To me it seems as if there's a lot of work to be done on Android: Fdroid wants Qt to be compiled from source, the Android build takes ages, signing, improving latency,...

Yes. Let's track that individually though. :)

Back to signing:

1. If we add signing we should publish the public key

I'm not opposed, but I don't see a huge benefit, so it'd just be another burden. I don't think there's an easy way to verify those keys for end users. The most important part seems to be that the key doesn't change.

2. We need to change the autobuild logic to point to a non-debug build

Yes. That's implicit with signing according to the docs.

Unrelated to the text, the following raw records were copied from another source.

PR #108, opened 2019-01-18
Docs about auth being optional in ScrapinghubClient

ejulio:
It wasn't documented that `auth` is optional and it reads from environment variables available in scrapy cloud.

### DIFF
--- a/scrapinghub/client/__init__.py
+++ b/scrapinghub/client/__init__.py
@@ -32,23 +32,11 @@ class ScrapinghubClient(object):
     :param auth: (optional) Scrapinghub APIKEY or other SH auth credentials.
         If not provided, it will read, respectively, from 
         ``SH_APIKEY`` or ``SHUB_JOBAUTH`` environment variables.
-        ``SH_APIKEY`` must be set when deploying the spider and
-        ``SHUB_JOBAUTH`` is an internal environment variable
-        available in *Scrapy Cloud* and can't be used locally.
-        Also note that some functionality might not be available through
-        ``SHUB_JOBAUTH``, but most of the Hubstorage public endpoints
-        can be accessed.
-        The following endpoints are available:
-
-        * job data endpoints (``/items/``, ``/logs/``, ``/requests/``, ``/samples/``)
-        * job metadata endpoints (``/meta/``)
-        * project collection endpoints (``/collections/``)
-        * project activity endpoints (``/activity/``)
-        * hub crawl frontier endpoints (``/hcf/``)
-
-        Please refer to the 
-        `oficial docs <https://doc.scrapinghub.com/scrapy-cloud.html>`_
-        for more information about the endpoints.
+        ``SHUB_JOBAUTH`` is available by default in *Scrapy Cloud*, but it does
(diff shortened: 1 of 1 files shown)


scrapinghub/client/__init__.py
```diff
@@ -29,7 +29,9 @@ def request(self, *args, **kwargs):
 class ScrapinghubClient(object):
     """Main class to work with Scrapinghub API.
 
-    :param auth: Scrapinghub APIKEY or other SH auth credentials.
+    :param auth: (optional) Scrapinghub APIKEY or other SH auth credentials.
+        If not provided, it will read, respectively, from 
+        ``SH_APIKEY`` or ``SHUB_JOBAUTH`` environment variables.
```
victor-torres: You could add two things here:

- the SHUB_JOBAUTH is available when executing on Scrapy Cloud
- the token contained in SHUB_JOBAUTH may not be authorized to access some endpoints

It's not permitted to schedule jobs using SHUB_JOBAUTH, for example. But I believe it's possible to read/write/remove Collections and Frontiers, for example.

vshlapakov: Good point, let's clarify it to avoid any confusion :+1:

ejulio: :+1: 
Is there a link/documentation mentioning which services will work with this JWT Token?
I've seen something in this issue (https://github.com/scrapinghub/python-scrapinghub/issues/103) from @victor-torres . But I could not find anything in scrapy cloud docs :(

ejulio: I just updated the docs with the info above.
Can you take another look? :smile:

scrapinghub/client/__init__.py
```diff
@@ -32,6 +32,23 @@ class ScrapinghubClient(object):
...
+        The following endpoints are available:
+
+        * job data endpoints (``/items/``, ``/logs/``, ``/requests/``, ``/samples/``)
+        * job metadata endpoints (``/meta/``)
+        * project collection endpoints (``/collections/``)
+        * project activity endpoints (``/activity/``)
+        * hub crawl frontier endpoints (``/hcf/``)
+
+        Please refer to the 
+        `oficial docs <https://doc.scrapinghub.com/scrapy-cloud.html>`_
```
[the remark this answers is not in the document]
ejulio: I think this is because it is an inline link http://www.sphinx-doc.org/en/master/usage/restructuredtext/basics.html#hyperlinks

scrapinghub/client/__init__.py
```diff
@@ -32,6 +32,23 @@ class ScrapinghubClient(object):
     :param auth: (optional) Scrapinghub APIKEY or other SH auth credentials.
         If not provided, it will read, respectively, from 
         ``SH_APIKEY`` or ``SHUB_JOBAUTH`` environment variables.
+        ``SH_APIKEY`` must be set when deploying the spider and
```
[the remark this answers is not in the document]
ejulio: hey @victor-torres , I just change to address your ideas.
Can you take another look?
Thanks!

vshlapakov:
Thanks guys @ejulio @victor-torres :+1:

3. I don't get why we set the build option "release" but still generate a debug build

The build option is just for the Qt-related part, not for the Android-related part. Despite that, it's redundant and should be removed as that's the default in Jamulus.pro by now, IIRC.

[NickHyHo]

Thanks for putting in this effort, everybody! I can't help with coding/building, but I'm happy to test whatever comes out of the pipeline in due course, just let me know... N. ;-)

[pljones]

This appears to have gone stale for 3.9.0. Moving to 3.9.1.